# Whats In A Coopers Be2?



## boingk (24/2/08)

Hi everyone, hate to plague the forum with mundane questions, but I'm pretty curious and couldn't find the answer to this question after several searches and a fair while looking through posts and pages.

So, what exactly is in a Coopers Brew Enhancer No. Two?


----------



## EK (24/2/08)

The Coopers site states dextrose, maltodextrin and Light Dry Malt, though it does not give any proportions.

I seem to recall another post on this fourm that said it was 'loaded' with maltodextrin, but again, no amount given.

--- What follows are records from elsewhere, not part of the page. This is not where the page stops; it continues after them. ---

PR #947, opened 2016-11-25
Add tunneldigger / l2tp support

lcb01a:
Hi,

this push request adds the openwrt/lede tunneldigger package and necessary gluon packages.

Package names:
gluon-config-mode-tunneldigger
gluon-mesh-vpn-tunneldigger
gluon-migrate-vpn
gluon-tunneldigger-watchdog
tunneldigger

Is this sufficient or do you guys think something might be missing?
Respondd support has not been added as we currently can only define whether tunneldigger is installed or not. It doesn't offer any statistics to be used.

Cheers
Cyrus


mweinelt:
Hi,

glad to see this.

I'm not sure @NeoRaider would be eager to maintain tunneldigger itself in gluon. Is there a chance we can find a maintainer that gets it into openwrt/packages instead?

lcb01a:
> I'm not sure @NeoRaider would be eager to maintain tunneldigger itself in gluon. Is there a chance we can find a maintainer that gets it into openwrt/packages instead?

Unfortunately this is up to the tunneldigger developers, so far they haven't done this. I didn't want to do this without their approval.

This can also be easily removed from gluon again when it gets added upstream.

mweinelt:
They maintain their own opkg repository, so there probably will be no incentive to get it upstream. Does it make sense to rely on their repository instead?

https://github.com/wlanslovenija/firmware-packages-opkg

lcb01a:
Of course this is also possible, but it would somehow make this push request senseless as you would have to include the foreign repository anyway every time you want to use these packages.

christf:
won't there still be a need for some gluon infrastructure if tunneldigger is used as mesh-vpn?
just thinking of what fastd and gluon-mesh-vpn-fastd is doing.

NeoRaider:
Including https://github.com/wlanslovenija/firmware-packages-opkg in our `modules` would be fine, so this PR would just contain the Gluon-specific parts, but it seems that the FFRL tunneldigger has some nice features that aren't supported by the upstream version...

So I guess our best option would be to add the tunneldigger package to https://github.com/freifunk-gluon/packages as long as it is not upstream, can you open a PR to do this?

Do you know if there has been any contact with the wlanslovenija maintainers, e.g. to get the usage broker upstream?

lcb01a:
Sounds like good Idea, I will prepare a PR.

mitar:
> Unfortunately this is up to the tunneldigger developers, so far they haven't done this. I didn't want to do this without their approval.
> They maintain their own opkg repository, so there probably will be no incentive to get it upstream. Does it make sense to rely on their repository instead?

Feel free to include Tunneldigger in OpenWrt/LEDE as well. The issue is that we never managed to get that to happen. If somebody has commit flag there and can maintain a copy of the package metadata there, that would be great. Feel free to just use package information from our feed.

> Do you know if there has been any contact with the wlanslovenija maintainers, e.g. to get the usage broker upstream?

Pull requests are welcome. I do not know why you have some commits [here](https://github.com/wlanslovenija/tunneldigger/compare/master...ffrl:master) you didn't push upstream. :-)

NeoRaider:
@mitar Getting tunneldigger into OpenWrt/LEDE is as simple as opening a PR at https://github.com/openwrt/packages . I can push the package there, but it would be great for someone from the wlanslovenija team (or, actually, anybody who is actively using tunneldigger) to step up as package maintainer, so the package is kept up-to-date.

PR #953, opened 2016-11-28
DOCS site: hint to change default texts in PO file

rubo77:


rubo77:
Ok.
Is there really "no way" to find out the order?

Maybe we just have to look through the lua code to find out, which translations from which files have privilege?

rubo77:
This would be such a helpful feature.

Maybe we can force somehow, that translations from the site. Conf have preference always.

Maybe it is the file timestamp, that produces the preference? Or the alphabetical filename, them we could suggest filenames for the po files with numbers

PR #958, opened 2016-12-01
config mode: Move Autoupdater at the end

rubo77:
### 1. 
The message is not that important, that it must be the first line. The first Block can be better used to explain the following Form. That Info-Block is in the way at the top to stay in the context.

At the bottom before the Submit Button it has a better Place and is evenly pregnant.

### 2.
If the Auto Updater is disabled, this PR adds a message 
> Automatic updates are disabled. They can be enabled in <em>Advanced Settings</em>

### 3.
Also I think the Menu-point "Advanced Settings" should be written with a capital S.


NeoRaider:
1. We've had enough discussion if an automatic updater is even acceptable at all for Freifunk. I think that makes this information important enough to keep the message at the top.
2. Hmm, I don't care about this. Would accept it.
3. I took these strings from Chromium, where it's written "Advanced settings". Let's keep it like this.

rubo77:
Sure, In a text flow "advanced settings" wout be lowercase, but I think it is quite common to capitalize all important words in a heading:

https://ux.stackexchange.com/questions/75454/are-there-guidelines-for-when-to-use-uppercase-capitalize-each-word-or-only-th

So is it ok, to put the autoupdater warning at the bottom?

rubo77:
I created a separate PR for 2.) #974

PR #971, opened 2016-12-08
Rename /lib/gluon/respondd/ to /lib/respondd/

jplitza:
respondd is supposed to be non-Gluon-specific (it is in the packages repository), thus having its data direectory in /lib/gluon/ doesn't make sense.

This is the prerequisite for putting non-Gluon respondd providers in the packages repo, as is planned in #826.

Also, maybe this should be mentioned in the release notes?


jplitza:
@NeoRaider indicated that he would rather have multiple directories passed to respondd, one for generic modules and one for Gluon-specific ones. That is being pursued in freifunk-gluon/packages#153, if that gets merged this can be closed.

NeoRaider:
freifunk-gluon/packages#153 has been merged.

PR #972, opened 2016-12-08
gluon-respondd: Use procd in initscript and to restart on network changes

jplitza:
procd's (trigger) reloads work as follows: When the reload is triggered (or also manually called), procd builds the command line, environment etc. to start the program. If they differ from the last/running invocation of the program, the program is killed and restarted with the new command line. This is exactly what we want!

Also, if a program is not currently running, the triggers aren't active. So respondd is restarted if and only if it is running and the interfaces relevant for the command line changed.

TBH, I didn't test this yet. But I will in the near future.


NeoRaider:
I found an issue with this change: at the moment, we unconditionally add the contents `/lib/gluon/respondd/client.dev` to the command line. This means that the command line doesn't change when `br-client` comes up, thus not restarting and joining the multicast group on this interface if it becomes available last.

I think it would make sense to use ifstatus on this interface (and thus change the actual interface name to the UCI identifier in `/lib/gluon/respondd/client.dev`) and use a similar jsonfilter expression as is used for the mesh interfaces.

jplitza:
Fixed in fcf3abd9c42a777804bd1f3512363abc95164f3b

PR #976, opened 2016-12-11
Switch from batman-adv v14/v15 debugfs to netlink

ecsv:
This is a follow up pull request of RFC #916 

----

The batadv debugfs requires large memory blocks to write the text debug tables. This is inefficient for large tables like the global translation table or the originators table.

The memory requirement can be reduced by using netlink. It copies smaller packets in a binary format to the userspace program. gluon can therefore parse larger originator tables without causing an OOM on systems which are tight on memory.

----

This pull request is not about providing a generic way to access batman-adv netlink. This could be done by an interested third party. Important for a library which basically only provides `batadv_nl_query_common` and `batadv_netlink_policy` would be:

 * batadv-netlink.c has to be integrated in a new/existing library
 * `batadv_nl_query_common` and `batadv_netlink_policy` has to be marked as `__attribute__ ((visibility ("default")))`
 * `batadv_netlink_policy` must be extended to include all batman-adv netlink attributes (it currently only contains what gluon-mesh-batman-adv-core/gluon-status-page-api needs)
    - the current list of attributes can be found at https://git.open-mesh.org/batctl.git/blob/HEAD:/netlink.c#l67
 * batman_adv.h and batadv-netlink.h has to be installed by `Build/InstallDev` to `$(1)/usr/include/`
 * batman_adv.h/batadv-netlink.* has to be removed from gluon-mesh-batman-adv-core/gluon-status-page-api
 * dependency to new/existing library has to be added to gluon-mesh-batman-adv-core/gluon-status-page-api
 *  `#include "batadv-netlink.h"` in gluon-mesh-batman-adv-core/gluon-status-page-api has to be changed to `#include <batadv-netlink.h>`.
 * `-l<name_of_new_library>` has to be added to gluon-status-page-api (for neighbours-batadv)/gluon-mesh-batman-adv-core

It might also be interesting to get in contact with @jjsarton because he currently has a similar ticket assigned to him on open-mesh.org (https://www.open-mesh.org/issues/302)

### DIFF
--- a/package/gluon-mesh-batman-adv-core/Makefile
+++ b/package/gluon-mesh-batman-adv-core/Makefile
@@ -13,7 +13,7 @@ define Package/gluon-mesh-batman-adv-core
   SECTION:=gluon
   CATEGORY:=Gluon
   TITLE:=Support for batman-adv meshing (core)
-  DEPENDS:=+gluon-core +libgluonutil +gluon-client-bridge +gluon-ebtables +firewall +libiwinfo +kmod-dummy +kmod-macvlan
+  DEPENDS:=+gluon-core +libgluonutil +gluon-client-bridge +gluon-ebtables +firewall +libiwinfo +kmod-dummy +kmod-macvlan +libnl-tiny
 endef
 
 define Build/Prepare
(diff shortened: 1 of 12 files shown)


NeoRaider:
I can't find any issues with this, everything is working as expected :)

You might be able to get the exact figures if you contact Coopers.

EK


----------



## boingk (24/2/08)

Righteo. I'm just putting down a crowd pleaser with a Tooheys kit, a BE2 and maybe some mild Cluster hopping as this has gone down well with mates in the past. I wouldn't use it otherwise, I don't trust ingredients if I can't find out what they contain. 

Not to mention there are better brews to be made


----------



## MHB (24/2/08)

Dex 50%
Maltodextrin 25%
LDME 25%

Is what the label used to say.

MHB


----------



## boingk (24/2/08)

Cheers for that MHB, I was thinking it might be something around that. After all, the whole 1kg package only costs something like five bucks.


----------